Data listing:
---+---
PR #6998, opened 2024-02-02
Initial work to get illuminance and occupancy into modernExtend

Crosenhain:
Attempting to modify modernExtend for use with [6974](https://github.com/Koenkk/zigbee-herdsman-converters/pull/6974)

Not yet tested, I am going to be setting up a test Z2M instance with a spare Zigbee radio to test this out.

PR #7083, opened 2024-02-17
feat: modern extend enhancements

mrskycriper:
This PR is based on #6998 and inspired by @Crosenhain.

### TODO
- [x] `ScaleFunction` as an alternative to linear value scaling for `numeric` extend
- [x] `illuminance` extend
- [x] `occupancy` extend
- [x] `dviceEndpoints` extend update
- [x] `entityCategory` option for `binary`, `numeric` and `enum` extends

`ScaleFunction` is passed as an alternative to fixed number for value scaling inside `numeric` extend. Argument `type` provides a way to distinguish between `fromZigbee` and `toZigbee` value conversions if they are asymmetrical.


mrskycriper:
Also I was thinking that maybe generic secondary exposes should have `entity_category` set by default?

src/lib/modernExtend.ts
```diff
@@ -118,7 +120,7 @@ export function onOff(args?: OnOffArgs): ModernExtend {
 
     const result: ModernExtend = {exposes, fromZigbee, toZigbee, isModernExtend: true};
     if (args.ota) result.ota = args.ota;
-    if (args.endpoints) {
+    if (args.endpoints && args.disableMutliEndpointOverride !== true) {
```
Koenkk, line 123: Can you give me a use case for this option? Why just not leave out `args.endpoints` if you don't want the endpoints?

src/lib/modernExtend.ts
```diff
@@ -439,6 +451,11 @@ export function numeric(args: NumericArgs): ModernExtend {
         if (valueMax !== undefined) expose = expose.withValueMax(valueMax);
         if (valueStep !== undefined) expose = expose.withValueStep(valueStep);
         if (label !== undefined) expose = expose.withLabel(label);
+        if (entityCategory) {
+            if ((args.access === 'ALL' && entityCategory === 'config') || (args.access !== 'ALL' && entityCategory === 'diagnostic')) {
```
Koenkk, line 455: Please move this logic to a function and also use it in `enumLookup`

src/lib/modernExtend.ts
```diff
@@ -410,15 +417,20 @@ export function enumLookup(args: EnumLookupArgs): ModernExtend {
     return {exposes: [expose], fromZigbee, toZigbee, configure, isModernExtend: true};
 }
 
+// reverseToZigbee provides a way to distinguish between fromZigbee (default) and toZigbee value conversions if they are asymmetrical
+export type ScaleFunction = (value: number, reverseToZigbee?: boolean) => number;
```
Koenkk, line 421:
```suggestion
export type ScaleFunction = (value: number, type: 'from' | 'to') => number;
```

I would make this a bit more explicit

src/lib/modernExtend.ts
```diff
@@ -751,3 +778,74 @@ export function pressure(args?: Partial<NumericArgs>): ModernExtend {
         ...args,
     });
 }
+
+export function illuminance(args?: Partial<NumericArgs>): ModernExtend {
```
Koenkk, line 782: Please also add to the definition generator: https://github.com/Koenkk/zigbee-herdsman-converters/blob/72c45d9ce26fafd4f6df5ca99e8c6fac17df097d/src/lib/generateDefinition.ts#L166

src/lib/modernExtend.ts
mrskycriper: Without it I can’t add modern onOff with multiple endpoints and another extend with endpoint at the same time. Because other extends require string endpoint name which requires endpoints to be defined. And this override brakes it because it’s only for onOff switches. If I add all endpoints here it will be confusing an not explicit as to what endpoints are specifically for onOff. Is it reasonable solution to this problem?

src/lib/modernExtend.ts
```diff
@@ -751,3 +778,74 @@ export function pressure(args?: Partial<NumericArgs>): ModernExtend {
...
+
+    const result: ModernExtend = illiminanceLux;
+    result.fromZigbee.concat(rawIllinance.fromZigbee);
+    result.toZigbee.concat(rawIllinance.toZigbee);
+    result.exposes.concat(rawIllinance.exposes);
+
+    return result;
+}
+
+export function occupancy(args?: Partial<BinaryArgs>): ModernExtend {
```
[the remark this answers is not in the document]
mrskycriper: Done

src/lib/modernExtend.ts
mrskycriper: Done

src/lib/modernExtend.ts
mrskycriper: Done

src/lib/modernExtend.ts
mrskycriper: Done

mrskycriper:
@Koenkk Maybe there should be just modern extend for endpoint definition and then all other extends will just accept string names of endpoints? onOff will still have this override option without new flag for compatability

mrskycriper:
`skipEndpointPostfix` implementation is debatable, because I can't understand, how to retrieve device `meta.multiEndpointSkip` inside modern extends.

Koenkk:
> Maybe there should be just modern extend for endpoint definition and then all other extends will just accept string names of endpoints?

This is already possible, [example](https://github.com/Koenkk/zigbee-herdsman-converters/blob/b983a11799833a7c94ead0bbe867ec1548392279/test/generateDefinition.test.ts#L156)

mrskycriper:
> This is already possible, example

My bad, it's really there. Though it doen't set `multiEndpoint` and `multiEndpointSkip`. I'll remove the duplicate.

> The only reason you need this is to use the correct endpoint in the generated toZigbee converter, right?

Well, while working WB-MSW-ZIGBEE v.4 I had to add a `genBinaryOutput` cluster on a separate endpoint and thus it has endpoint name attached. But it's the only cluster of this type being exposed. The main endpoint also has `genBinaryOutput` that turns Zigbee data transfer off in favor of Modbus and so isn't useful for Z2M. I really want some way to remove this endpoint postfix automatically, so it looks just like any other setting and not as a 4th main switch in disguise.

src/lib/modernExtend.ts
```diff
@@ -21,6 +23,14 @@ function getEndpointsWithInputCluster(device: Zh.Device, cluster: string | numbe
     return endpoints;
 }
 
+function validateEntityCategory(category: 'config' | 'diagnostic' | undefined, access: 'STATE' | 'STATE_GET' | 'ALL'): boolean {
+    if ((access === 'ALL' && category === 'config') || (access !== 'ALL' && category === 'diagnostic')) {
```
Koenkk, line 27: This check is already done when calling `expose.withCategory`, so no need to do it here.

src/lib/modernExtend.ts
```diff
@@ -100,12 +110,17 @@ export function identify(): ModernExtend {
...
 export interface OnOffArgs {
     powerOnBehavior?: boolean, ota?: DefinitionOta, skipDuplicateTransaction?: boolean, endpoints?: {[s: string]: number},
-    configureReporting?: boolean,
+    configureReporting?: boolean, endpointNames?: string[],
 }
 export function onOff(args?: OnOffArgs): ModernExtend {
     args = {powerOnBehavior: true, skipDuplicateTransaction: false, configureReporting: true, ...args};
 
-    const exposes: Expose[] = args.endpoints ? Object.keys(args.endpoints).map((ep) => e.switch().withEndpoint(ep)) : [e.switch()];
+    let exposes: Expose[];
```
Koenkk, line 118: Do you already need this, otherwise we can move this to another PR? I propose to first get rid of `endpoints?: {[s: string]: number}` to not have similar arguments (required refactoring all users to use `deviceEndpoint()`)

src/lib/modernExtend.ts
mrskycriper: Ok, I’ll remove the function then and will set it if it’s not undefined

Koenkk:
> Well, while working WB-MSW-ZIGBEE v.4 I had to add a genBinaryOutput cluster on a separate endpoint and thus it has endpoint name attached.

What modernExtend where you using for this? Because when no endpoint is specified, it will use the first endpoint by default.

src/lib/modernExtend.ts
mrskycriper: I wanted to use it in my refactoring, but this makes sense too

mrskycriper:
> > Well, while working WB-MSW-ZIGBEE v.4 I had to add a genBinaryOutput cluster on a separate endpoint and thus it has endpoint name attached.
> 
> What modernExtend where you using for this? Because when no endpoint is specified, it will use the first endpoint by default.

Local binary modern extend in the device file. The default endpoint is 1, but this indicator controls from endpoint 5. Endpoint 1 has the same cluster that is controlling modbus. So if I won’t specify the endpoint I get a sensor disable button. Which is understandably not what’s needed here. With the 5th endpoint specified the attribute is labeled `activity_indicator_l4`. And I simply wish to remove that postfix on the z2m side

Koenkk:
> With the 5th endpoint specified the attribute is labeled activity_indicator_l4. And I simply wish to remove that postfix on the z2m side

I see, but removing the postfix will make the messages send to endpoint 1 (since that is the default endpoint) (or am I wrong here?)

mrskycriper:
> > With the 5th endpoint specified the attribute is labeled activity_indicator_l4. And I simply wish to remove that postfix on the z2m side
> 
> I see, but removing the postfix will make the messages send to endpoint 1 (since that is the default endpoint) (or am I wrong here?)

But the endpoint is still set for the expose. I’m only changing the name, so it shouldn’t really affect things

mrskycriper:
@Koenkk I've stashed the changes to endpoint application inside onOff for now. Entity validator was removed. Also stashed prefix removal for now, I'll think about this logic and will probably implement it later as to not block the rest of the PR from merge. I think that's it for now, should be able to merge in a current state.

Koenkk:
All good, thanks!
---+---
Prompt:
From the data, pick out every line that includes "reverseToZigbee".

Solution to this problem:
+// reverseToZigbee provides a way to distinguish between fromZigbee (default) and toZigbee value conversions if they are asymmetrical
+export type ScaleFunction = (value: number, reverseToZigbee?: boolean) => number;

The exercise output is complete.